[Description of the task]
Every entry in the listing below has to be given again exactly.

[Data to examine]
PR #2346, opened 2018-03-14
feat(amr): Report AMR and AAL in relier-facing APIs.

### LINKED ISSUE #2314: Report account MFA status in /account/profile
For the IAM integration, they want to be able to query whether an account was MFA enabled.  Github handles this by reporting a simple `"two_factor_authentication": true|false` field as part of the user's profile info, and we could do something similar here.

### LINKED ISSUE #2315: Include session MFA details in identity certificate data
Our identity certificates currently include the following information about the authentication status of the session used to produce them:

* 'fxa-generation': the timestamp of the user's last password change
* 'fxa-lastAuthAt': the most recent timestamp at which the user proved knowledge of the password
* 'fxa-tokenVerified': whether the certificate was produced by a verified session

With the introduction of "proper MFA" we'll need to expand this to indicate things like the verification method used.

rfk:
This helps expose the user's MFA state to reliers, by reporting the "authentication methods" and "authenticator assurance level" used when creating a sessionToken, along with the available methods
and maximum level achieveable by the account.

Work in progress for now, but fixes #2314 and fixes #2315 once it's done.

### DIFF
--- a/test/client/index.js
+++ b/test/client/index.js
@@ -5,6 +5,8 @@
 'use strict'
 
 module.exports = config => {
+  const otplib = require('otplib')
+  const crypto = require('crypto')
   var P = require('../../lib/promise')
   const ClientApi = require('./api')(config)
   var butil = require('../../lib/crypto/butil')
@@ -25,6 +27,7 @@ module.exports = config => {
     this.passwordForgotToken = null
     this.kA = null
     this.wrapKb = null
+    this.totpAuthenticator = null
     this.options = {}
   }
 
@@ -118,6 +121,36 @@ module.exports = config => {
             )
         }
       )
+  }
+
+  Client.createAndVerifyAndTOTP = function (origin, email, password, mailbox, options) {
+    return Client.createAndVerify(origin, email, password, mailbox, options)
+      .then(client => {
+        client.totpAuthenticator = new otplib.Authenticator()
+        return client.createTotpToken()
+          .then(result => {
+            client.totpAuthenticator.options = {
+              secret: result.secret,
+              crypto: crypto
+            }
+            return client.verifyTotpCode(client.totpAuthenticator.generate())
+          })
+          .then(() => {
+            // The above enables TOTP on the account, but doesn't mark the
+            // session as being verified via TOTP, because it was already verified
+            // via email.  Create a new session that's explicitly TOTP-verified.
+            return client.setupCredentials(email, password)
+          })
+          .then(() => {
+            return client.auth(options)
+          })
+          .then(() => {
+            return client.verifyTotpCode(client.totpAuthenticator.generate())
+          })
+          .then(() => {
+            return client
+          })
+      })
   }
 
   Client.loginAndVerify = function (origin, email, password, mailbox, options) {
--- a/docs/api.md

[Solution to the problem]
PR #2346, opened 2018-03-14
feat(amr): Report AMR and AAL in relier-facing APIs.

### LINKED ISSUE #2314: Report account MFA status in /account/profile
For the IAM integration, they want to be able to query whether an account was MFA enabled.  Github handles this by reporting a simple `"two_factor_authentication": true|false` field as part of the user's profile info, and we could do something similar here.

### LINKED ISSUE #2315: Include session MFA details in identity certificate data
Our identity certificates currently include the following information about the authentication status of the session used to produce them:

* 'fxa-generation': the timestamp of the user's last password change
* 'fxa-lastAuthAt': the most recent timestamp at which the user proved knowledge of the password
* 'fxa-tokenVerified': whether the certificate was produced by a verified session

With the introduction of "proper MFA" we'll need to expand this to indicate things like the verification method used.

rfk:
This helps expose the user's MFA state to reliers, by reporting the "authentication methods" and "authenticator assurance level" used when creating a sessionToken, along with the available methods
and maximum level achieveable by the account.

Work in progress for now, but fixes #2314 and fixes #2315 once it's done.

### DIFF
--- a/test/client/index.js
+++ b/test/client/index.js
@@ -5,6 +5,8 @@
 'use strict'
 
 module.exports = config => {
+  const otplib = require('otplib')
+  const crypto = require('crypto')
   var P = require('../../lib/promise')
   const ClientApi = require('./api')(config)
   var butil = require('../../lib/crypto/butil')
@@ -25,6 +27,7 @@ module.exports = config => {
     this.passwordForgotToken = null
     this.kA = null
     this.wrapKb = null
+    this.totpAuthenticator = null
     this.options = {}
   }
 
@@ -118,6 +121,36 @@ module.exports = config => {
             )
         }
       )
+  }
+
+  Client.createAndVerifyAndTOTP = function (origin, email, password, mailbox, options) {
+    return Client.createAndVerify(origin, email, password, mailbox, options)
+      .then(client => {
+        client.totpAuthenticator = new otplib.Authenticator()
+        return client.createTotpToken()
+          .then(result => {
+            client.totpAuthenticator.options = {
+              secret: result.secret,
+              crypto: crypto
+            }
+            return client.verifyTotpCode(client.totpAuthenticator.generate())
+          })
+          .then(() => {
+            // The above enables TOTP on the account, but doesn't mark the
+            // session as being verified via TOTP, because it was already verified
+            // via email.  Create a new session that's explicitly TOTP-verified.
+            return client.setupCredentials(email, password)
+          })
+          .then(() => {
+            return client.auth(options)
+          })
+          .then(() => {
+            return client.verifyTotpCode(client.totpAuthenticator.generate())
+          })
+          .then(() => {
+            return client
+          })
+      })
   }
 
   Client.loginAndVerify = function (origin, email, password, mailbox, options) {
--- a/docs/api.md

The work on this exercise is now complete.